Lunch Seminar Talk by Marko Vukolic, IBM Research: XFT: Practical System Reliability Beyond Crashes

27.02.2015 12:15

Marko Vukolic, IBM Research Rüschlikon

Title: XFT: Practical System Reliability Beyond Crashes

27.2.2015 12:15

CAB  E 72


The number of nines of reliability is possibly the key characteristic of a modern distributed system. As an illustration, a 5-nines reliability of a system means that the system is up and running 99.999% of the time. Increasing the number of nines of reliability is a difficult and fundamental problem in distributed computing in the face of different machine and network faults.

State-of-the-art distributed systems that power modern clouds, guarantee several nines of reliability by employing sophisticated distributed protocols that tolerate network faults (partitions) and crash machine faults. However, in modern large-scale cloud systems, tolerating only machines and components that crash is simply not sufficient. Machines tend to fail in complex ways, and non-crash faults (e.g,. bugs, data corruptions, hardware errors) are becoming a real problem. Byzantine fault-tolerance (BFT), that promises to handle such faults, is practically useless even after 30 years of research due to its resource and operation cost. This cost has to do with BFT considering a practically irrelevant adversary that can control both the non-crash faulty machines and the entire network at will.

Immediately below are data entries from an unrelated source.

PR #1812, opened 2018-01-04
Update Grpc.Core to 1.8.0

jskeet:
Only the first commit is manual.

### DIFF
--- a/tools/Google.Cloud.Tools.ProjectGenerator/Program.cs
+++ b/tools/Google.Cloud.Tools.ProjectGenerator/Program.cs
@@ -46,7 +46,7 @@ namespace Google.Cloud.Tools.ProjectGenerator
         private const string DefaultVersionValue = "default";
         private const string GrpcPackage = "Grpc.Core";
         private const string DefaultGaxVersion = "2.2.1";
-        private const string GrpcVersion = "1.7.1";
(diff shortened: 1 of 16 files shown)


tools/Google.Cloud.Tools.ProjectGenerator/Program.cs
```diff
@@ -46,7 +46,7 @@ public class Program
         private const string DefaultVersionValue = "default";
         private const string GrpcPackage = "Grpc.Core";
         private const string DefaultGaxVersion = "2.2.1";
-        private const string GrpcVersion = "1.7.1";
+        private const string GrpcVersion = "1.8.0";
```
chrisdunelm: We need to make sure the next release of every package is at least a minor version release (not a patch release).
Do we have tooling that ensures this? Or do we just need to be careful?

jskeet: Any GA'd releases have explicit versions for everything anyway, which is why only a subset of projects are updated in the second commit. We need to be careful to upgrade those manually when we do a next minor update...

(We also need to look at GAX, and update the protobuf generator and dependency to 3.5.1 at the same time. We should probably chat about that.)

PR #1814, opened 2018-01-04
Add delay to UrlSignerTests to guard against minor time diff with server

evildour:


iantalarico:
Once this is in I can kick off another test run to test this on the CI

PR #1822, opened 2018-01-09
[Bigtable] Various minor TODOs

evildour:

### DIFF
--- a/apis/Google.Cloud.Bigtable.V2/Google.Cloud.Bigtable.V2.IntegrationTests/ReadRowsTest.cs
+++ b/apis/Google.Cloud.Bigtable.V2/Google.Cloud.Bigtable.V2.IntegrationTests/ReadRowsTest.cs
@@ -215,22 +215,22 @@ namespace Google.Cloud.Bigtable.V2.IntegrationTests
             var client = _fixture.TableClient;
             var originalIndexes = new Dictionary<BigtableByteString, int>();
             int endRowIndex = 100;
-            var rowKeys = new BigtableByteString[endRowIndex];
+            var rowKeys = new List<BigtableByteString>();
             for (int i = 0; i < endRowIndex; i++)
             {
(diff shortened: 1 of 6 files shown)


jskeet:
I'm at CodeMash this week - would you prefer this to be reviewed by someone else, or delayed a bit? (I *may* be able to do it during the week, but no promises...)

evildour:
Either way. There's no rush to get this in, so it can wait.

apis/Google.Cloud.Bigtable.V2/Google.Cloud.Bigtable.V2.IntegrationTests/ReadRowsTest.cs
```diff
@@ -264,28 +255,27 @@ public void ReadRowMissing()
             var tableName = _fixture.TableName;
             var client = _fixture.TableClient;
             var originalIndexes = new Dictionary<BigtableByteString, int>();
-            var rowKeys = new List<BigtableByteString>();
-            for (int i = 0; i < 100; i++)
+            var rowKeys = new BigtableByteString[100];
```
ILMTitan: Why go from a `List` to an `Array` here? That feels like going backwards.

evildour: `RowSet.FromRowKeys` takes a params array, so I thought it would be unnecessary to populate a list just to call `ToArray()` on it when I knew the size it was going to be at the start. However, thinking about it again, perhaps the better thing to do is have another overload of `RowSet.FromRowKeys` which takes an `IEnumerable<BigtableByteString>` and have the current overload delegate to it.

evildour:
PTAL. I've added the additional RowSet factory overloads and changed the testing logic to use lists again.

PR #1823, opened 2018-01-09
[Bigtable] Exact match row filters to complement regex filters

evildour:
(no rush on this one either)

### DIFF
--- a/apis/Google.Cloud.Bigtable.V2/Google.Cloud.Bigtable.V2.Snippets/BigtableClientSnippets.cs
+++ b/apis/Google.Cloud.Bigtable.V2/Google.Cloud.Bigtable.V2.Snippets/BigtableClientSnippets.cs
@@ -52,10 +52,10 @@ namespace Google.Cloud.Bigtable.V2.Snippets
                 "user12345",
                 // If the latest value in the "Address:Country" column is "USA"...
                 RowFilters.Chain(
-                    RowFilters.FamilyNameRegex("Address"),
-                    RowFilters.ColumnQualifierRegex("Country"),
+                    RowFilters.FamilyNameExact("Address"),
+                    RowFilters.ColumnQualifierExact("Country"),
                     RowFilters.CellsPerColumnLimit(1),
-                    RowFilters.ValueRegex("USA")),
+                    RowFilters.ValueExact("USA")),
                 // ...remove all previous Level 1 scores and set the value to 0.
                 Mutations.DeleteFromColumn("Score", "Level 1"),
                 Mutations.SetCell("Score", "Level 1", 0, new BigtableVersion(1)));
@@ -230,7 +230,7 @@ namespace Google.Cloud.Bigtable.V2.Snippets
                 new TableName(projectId, instanceId, tableId),
                 "user12345",
                 RowFilters.Chain(
-                    RowFilters.FamilyNameRegex("Address"),
+                    RowFilters.FamilyNameExact("Address"),
                     RowFilters.ColumnQualifierRegex(@"Line \d"),
                     RowFilters.CellsPerColumnLimit(1)),
                 CallSettings.FromCancellationToken(cancellationToken));
@@ -294,7 +294,7 @@ namespace Google.Cloud.Bigtable.V2.Snippets
 
             // Only read cells from the "Address" column family and only take the most recent cell from each column.
             RowFilter filter = RowFilters.Chain(
-                RowFilters.FamilyNameRegex("Address"),
+                RowFilters.FamilyNameExact("Address"),
                 RowFilters.CellsPerColumnLimit(1));
 
             // Just read the first 10 rows.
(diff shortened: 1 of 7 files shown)


apis/Google.Cloud.Bigtable.V2/Google.Cloud.Bigtable.V2/Utilities.cs
```diff
@@ -43,6 +47,58 @@ internal static ByteString Concat(this ByteString left, ByteString right)
...
+                {
+                    // Note that this special handling is not strictly required for RE2,
+                    // but this quoting is required for other regexp libraries such as
+                    // PCRE.
+                    // Can't use @"\0" since the next character might be a digit.
+                    result.AddRange(EscapedNullBytes);
+                }
+                else
+                {
+                    if (ShouldEscape(b))
```
jskeet: This will escape each byte within a UTF-8 sequence - which means we end up with invalid UTF-8. I doubt that that's the intention, is it? Shouldn't we be iterating in terms of characters rather than bytes?

apis/Google.Cloud.Bigtable.V2/Google.Cloud.Bigtable.V2/RowFilters.cs
```diff
@@ -177,6 +194,28 @@ public static class RowFilters
...
+        /// Note that string is implicitly convertible to <see cref="BigtableByteString"/>, so <paramref name="value"/> can
+        /// be specified using a string as well and its UTF-8 representations will be used.
+        /// </para>
+        /// </remarks>
+        /// <param name="value">
+        /// The exact value used to match column families. Must not be null
+        /// </param>
+        /// <returns>The created row filter.</returns>
+        public static RowFilter FamilyNameExact(string value) =>
+            new RowFilter
```
jskeet: I'd really like to avoid the conversion to UTF-8 and back again if possible. Let's talk about that when the big "iterate over bytes" issue is sorted - it may drop out of that.

apis/Google.Cloud.Bigtable.V2/Google.Cloud.Bigtable.V2.Snippets/BigtableClientSnippets.cs
```diff
@@ -52,10 +52,10 @@ public class BigtableClientSnippets
                 "user12345",
                 // If the latest value in the "Address:Country" column is "USA"...
                 RowFilters.Chain(
-                    RowFilters.FamilyNameRegex("Address"),
-                    RowFilters.ColumnQualifierRegex("Country"),
+                    RowFilters.FamilyNameExact("Address"),
```
jskeet: Having changed all these uses, do we have tests for actual regex patterns?

evildour: Yes, there are 7 calls into `...Regex` helpers in Tests and 5 in IntegrationTests.

apis/Google.Cloud.Bigtable.V2/Google.Cloud.Bigtable.V2/Utilities.cs
evildour: The `(b & 0x80) == 0x80` check in `ShouldEscape` should cover that. In any multi-byte pattern in UTF-8, all bytes have the high order bit set, so we'll never escape them.

apis/Google.Cloud.Bigtable.V2/Google.Cloud.Bigtable.V2/RowFilters.cs
evildour: I assumed since this is unlikely to be a source of performance bottlenecks, it would be better to have a single escape helper operate over byte strings rather than a duplication of logic. But I can change it if you feel otherwise.

apis/Google.Cloud.Bigtable.V2/Google.Cloud.Bigtable.V2/Utilities.cs
jskeet: Ah, I'm with you. Yup, makes sense.

apis/Google.Cloud.Bigtable.V2/Google.Cloud.Bigtable.V2/RowFilters.cs
jskeet: Happy to leave it for now. It's an implementation detail after all - we can fix it later if we see issues.

apis/Google.Cloud.Bigtable.V2/Google.Cloud.Bigtable.V2.Snippets/BigtableClientSnippets.cs
jskeet: SGTM.

PR #1827, opened 2018-01-15
API regeneration

jskeet:
Best reviewed commit-by-commit

I need to talk to Chris about smoke test generation to see what's going on there, but that can happen after this change has been merged.


jskeet:
Looks like the copyright detector needs updating too - I suspected that might happen. Will get on it.

apis/Google.Cloud.PubSub.V1/Google.Cloud.PubSub.V1/ResourceNames.cs
```diff
@@ -1,10 +1,10 @@
-// Copyright 2017, Google LLC All rights reserved.
+// Copyright 2018 Google LLC
```
chrisdunelm: Did you mean to leave this file in this PR?
(It doesn't really matter one way or the other)

jskeet: Not particularly - but as you say, it doesn't really matter. I might as well leave it in :)

PR #1831, opened 2018-01-16
Permit serialization of specific dictionaries

jskeet:
For example, users can now pass a `Dictionary<string, int>`
or `Dictionary<string, Value>` to the various
DocumentReference/CollectionReference/WriteBatch methods.

Will hold off merging until we have confirmation from @Thaina that this addresses their issue, but I think it's okay to review already.

### DIFF
--- a/apis/Google.Cloud.Firestore/Google.Cloud.Firestore/ValueSerializer.cs
+++ b/apis/Google.Cloud.Firestore/Google.Cloud.Firestore/ValueSerializer.cs
@@ -35,6 +35,9 @@ namespace Google.Cloud.Firestore
     /// </summary>
     internal static class ValueSerializer
     {
+        private static readonly MethodInfo s_serializeDictionaryMethod =
+            typeof(ValueSerializer).GetTypeInfo().GetMethod(nameof(SerializeDictionary), BindingFlags.Static | BindingFlags.NonPublic);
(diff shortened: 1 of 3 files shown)


apis/Google.Cloud.Firestore/Google.Cloud.Firestore/ValueSerializer.cs
```diff
@@ -124,8 +128,13 @@ internal static Value Serialize(object value)
             GaxPreconditions.CheckNotNull(value, nameof(value));
             switch (value)
```
evildour: Perhaps not for this PR, but the four cases here are pretty much identical to those above (except the result is then passed to `CreateMapValue` above). Do you think it would make sense to extract them into some kind of `TrySerializeMap` helper?

jskeet: Potentially, yes. At some point I'd like to redo a lot of this code to use expression trees or something similar - we can make it a lot faster, I suspect. But yes, a little refactoring before then may be a good idea.

Thaina:
By seeing he test code I think my case should be covered already

jskeet:
Great. I'll merge this and create a new NuGet package.

PR #1838, opened 2018-01-17
[Bigtable] Sync up with latest RowMerge logic on Java side

evildour:


evildour:
Thanks Jon. Yes, I believe it has. Most of it is shifting around where verification happens anyway. The only new verification is making sure split cells report the same value size in each chunk, which exposed more errors in the original test data.

PR #1841, opened 2018-01-22
Update Firestore proto test framework

jskeet:
Instead of being a delimited file, we now have a TestSuite proto.

(I can split this into two commits if it's helpful. Basically you can ignore test.proto, Test.cs and test-suite.binproto.)


apis/Google.Cloud.Firestore/Google.Cloud.Firestore.Tests/Proto/test.proto
```diff
@@ -5,10 +5,16 @@ syntax = "proto3";
 package tests;
 
 option csharp_namespace = "Google.Cloud.Firestore.Tests.Proto";
+option java_package = "com.google.cloud.firestore.conformance";
```
chrisdunelm: This is slightly unexpected in a C# repo. Is it correct? Is this also going to be used for Java tests?

jskeet: The proto is copied (by script) from google-cloud-common

PR #1843, opened 2018-01-22
Pubsub class renames

chrisdunelm:
Auto-gen clients now named: `PublisherServiceApiClient` and `SubscriberServiceApiClient`.
Hand-written clients, previously `Simple*` now: `PublisherClient` and `SubscriberClient`.

PR #1845, opened 2018-01-23
Update pubsub version to beta16

chrisdunelm:
Only to be merged after #1843


jskeet:
Won't be mergeable until generateprojects.sh is rerun, of course... but then that's fine.

chrisdunelm:
generateprojects.sh run. Will push on green.

chrisdunelm:
Or even *merge* on green.

PR #3135, opened 2019-06-14
Introduce client builders for Bigtable

### LINKED ISSUE #3117: Support client builders for Bigtable
They don't work out of the box due to Bigtable using a call invokers pool instead of a channel pool. I'm sure it's fixable; we just to handle it carefully.
As a temporary measure, I'm removing the builder to unblock all other APIs.

jskeet:
BigtableClientBuilder has no settings beyond BigtableServiceApiClientBuilder; it's just more convenient.

(The GAX update is required to get at channel options.)

Fixes #3117.


jskeet:
Definitely worth reviewing one commit at a time :)

PR #3137, opened 2019-06-14
Fix release process

jskeet:
The real build is done in releasebuild, so that's where we need to process the build log.


jskeet:
(The CI will take ages on this, but will be irrelevant - so don't wait for that :)

PR #3151, opened 2019-06-19
Introduce new attribute to populate the Firestore document ID on deserialization

### LINKED ISSUE #3042: FirestoreDataAttribute and FirestorePropertyAttribute are really useful, and would be even more useful with one an Id Attribute.
The class I'm storing in firestore looks like this:
```cs
    [FirestoreData]
    public class Book
    {
        [Key]
        [BindNever]
        public string Id { get; set; }

        [Required]
        [FirestoreProperty]
        public string Title { get; set; }

        [FirestoreProperty]
        public string Author { get; set; }

        [Display(Name = "Date Published")]
        [DataType(DataType.Date)]
        [FirestoreProperty]
        public DateTime? PublishedDate { get; set; }

        [FirestoreProperty]
        public string ImageUrl { get; set; }

        [DataType(DataType.MultilineText)]
        [FirestoreProperty]
        public string Description { get; set; }
    }
```

But I don't see a way to bind the `Id` field to Firestore's document Id, so I have to write code to propagate the id from the snapshot to my Book class.

For example:

```cs
            List<Book> bookList = new List<Book>();
            var snapshot = await _books.Offset(nextPageStart).Limit(pageSize)
                .GetSnapshotAsync();
            foreach (DocumentSnapshot docSnapshot in snapshot.Documents) 
            {
                var book = docSnapshot.ConvertTo<Book>();
                book.Id = docSnapshot.Id;
                bookList.Add(book);
            }
            return new BookList()
            {
                Books = bookList,
                NextPageToken = bookList.Count == pageSize ? 
                    (nextPageStart + pageSize).ToString() : null
            };
```

Instead, I wish I could write:
```cs
            List<Book> bookList = new List<Book>();
            var snapshot = await _books.Offset(nextPageStart).Limit(pageSize)
                .GetSnapshotAsync();
            return new BookList()
            {
                Books = snapshot.Documents.Select(doc => doc.ConvertTo<Book>()),
                NextPageToken = bookList.Count == pageSize ? 
                    (nextPageStart + pageSize).ToString() : null
            };
```

I imagine another property I could add to the Book class definition like:

```cs
    [FirestoreData]
    public class Book
    {
        [Key]
        [BindNever]
        [FirestoreId]
        public string Id { get; set; }
```

jskeet:
Fixes #3042

Note: unlike the Java attribute, this is only effective at the "root" type (i.e. the type we convert the document to). Propagating the document reference all the way down through nested data would be very invasive, for little practical benefit.

### DIFF
--- a/apis/Google.Cloud.Firestore/Google.Cloud.Firestore/Converters/AttributedIdAssigner.cs
+++ b/apis/Google.Cloud.Firestore/Google.Cloud.Firestore/Converters/AttributedIdAssigner.cs
@@ -1,0 +1,120 @@
+﻿// Copyright 2019, Google LLC
+//
+// Licensed under the Apache License, Version 2.0 (the "License");
+// you may not use this file except in compliance with the License.
+// You may obtain a copy of the License at
+//
+//     https://www.apache.org/licenses/LICENSE-2.0
+//
+// Unless required by applicable law or agreed to in writing, software
+// distributed under the License is distributed on an "AS IS" BASIS,
+// WITHOUT WARRANTIES OR CONDITIONS OF ANY KIND, either express or implied.
+// See the License for the specific language governing permissions and
+// limitations under the License.
+
+using Google.Api.Gax;
+using System;
+using System.Collections.Concurrent;
+using System.Collections.Generic;
+using System.Reflection;
+using BclType = System.Type;
+
+namespace Google.Cloud.Firestore.Converters
+{
+    internal sealed class AttributedIdAssigner
+    {
+        private static readonly ConcurrentDictionary<BclType, AttributedIdAssigner> s_assigners =
+            new ConcurrentDictionary<BclType, AttributedIdAssigner>();
+
+        private readonly List<PropertyInfo> _idProperties;
+        private readonly List<PropertyInfo> _referenceProperties;
+
+        private AttributedIdAssigner(List<PropertyInfo> idProperties, List<PropertyInfo> referenceProperties)
+        {
+            _idProperties = idProperties;
+            _referenceProperties = referenceProperties;
+        }
+
+        private void AssignId(object value, DocumentReference reference)
+        {
+            // TODO: Create delegates instead of using reflection on every invocation?
+
+            foreach (var property in _idProperties)
+            {
+                property.SetValue(value, reference.Id);
+            }
+
+            foreach (var property in _referenceProperties)
+            {
+                property.SetValue(value, reference);
+            }
+        }
+
+        internal static void MaybeAssignId(object value, DocumentReference reference)
+        {
+            if (value == null)
+            {
+                return;
+            }
+            var assigner = s_assigners.GetOrAdd(value.GetType(), MaybeCreateAssigner);
+            assigner?.AssignId(value, reference);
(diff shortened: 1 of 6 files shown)


apis/Google.Cloud.Firestore/Google.Cloud.Firestore/FirestoreDocumentIdAttribute.cs
```diff
@@ -0,0 +1,37 @@
...
+    /// This attribute is ignored when serializing a document to Firestore.
+    /// This attribute must not be applied on a property which also has <see cref="FirestorePropertyAttribute"/>.
+    /// </remarks>
+    [AttributeUsage(AttributeTargets.Property)]
+    public sealed class FirestoreDocumentIdAttribute : Attribute
+    {
+        /// <summary>
+        /// Creates an instance of the attribute.
+        /// </summary>
+        public FirestoreDocumentIdAttribute()
```
chrisdunelm: Why the explicit parameterless ctor?

apis/Google.Cloud.Firestore/Google.Cloud.Firestore/Converters/AttributedIdAssigner.cs
```diff
@@ -0,0 +1,119 @@
...
+            if (value == null)
+            {
+                return;
+            }
+            var assigner = s_assigners.GetOrAdd(value.GetType(), MaybeCreateAssigner);
+            assigner?.AssignId(value, reference);
+        }
+
+        /// <summary>
+        /// Returns an "ID assigner" suitable
```
chrisdunelm: Is this sentence complete?

apis/Google.Cloud.Firestore/Google.Cloud.Firestore/Converters/AttributedIdAssigner.cs
```diff
@@ -0,0 +1,119 @@
...
+                return;
+            }
+            var assigner = s_assigners.GetOrAdd(value.GetType(), MaybeCreateAssigner);
+            assigner?.AssignId(value, reference);
+        }
+
+        /// <summary>
+        /// Returns an "ID assigner" suitable 
+        /// </summary>
+        /// <param name="type"></param>
```
chrisdunelm: xmldoc for the `type` param and return?

jskeet: Will do.

apis/Google.Cloud.Firestore/Google.Cloud.Firestore/Converters/AttributedIdAssigner.cs
jskeet: Whoops, will fix.

apis/Google.Cloud.Firestore/Google.Cloud.Firestore/FirestoreDocumentIdAttribute.cs
jskeet: It means we get documentation instead of an empty message.

PR #3160, opened 2019-06-20
Allow FirestoreDocumentId to be specified anywhere

jskeet:
Suggest reviewing one commit at a time


apis/Google.Cloud.Firestore/Google.Cloud.Firestore/DeserializationContext.cs
```diff
@@ -24,15 +24,20 @@ internal sealed class DeserializationContext
         /// <summary>
         /// The database containing the document being deserialized. This is never null.
         /// </summary>
-        internal FirestoreDb Database { get; }
+        internal FirestoreDb Database => DocumentReference.Database;
+
+        /// <summary>
+        /// The document being deserialized.
```
chrisdunelm: nit: Add "This is never null"

jskeet: Thanks, will do.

In this talk we propose XFT (as in "cross fault tolerance"), a novel and disruptive approach to building reliable distributed systems, that decouples faults *across* machine and network faults dimensions, treating machine and network faults independently. As the showcase for XFT, we present Paxos++: the first state-machine replication protocol in the XFT model. Paxos++ efficiently tolerates faults beyond crashes, featuring many more nines of reliability than the celebrated Paxos protocol, without impacting its performance and resource/operation costs.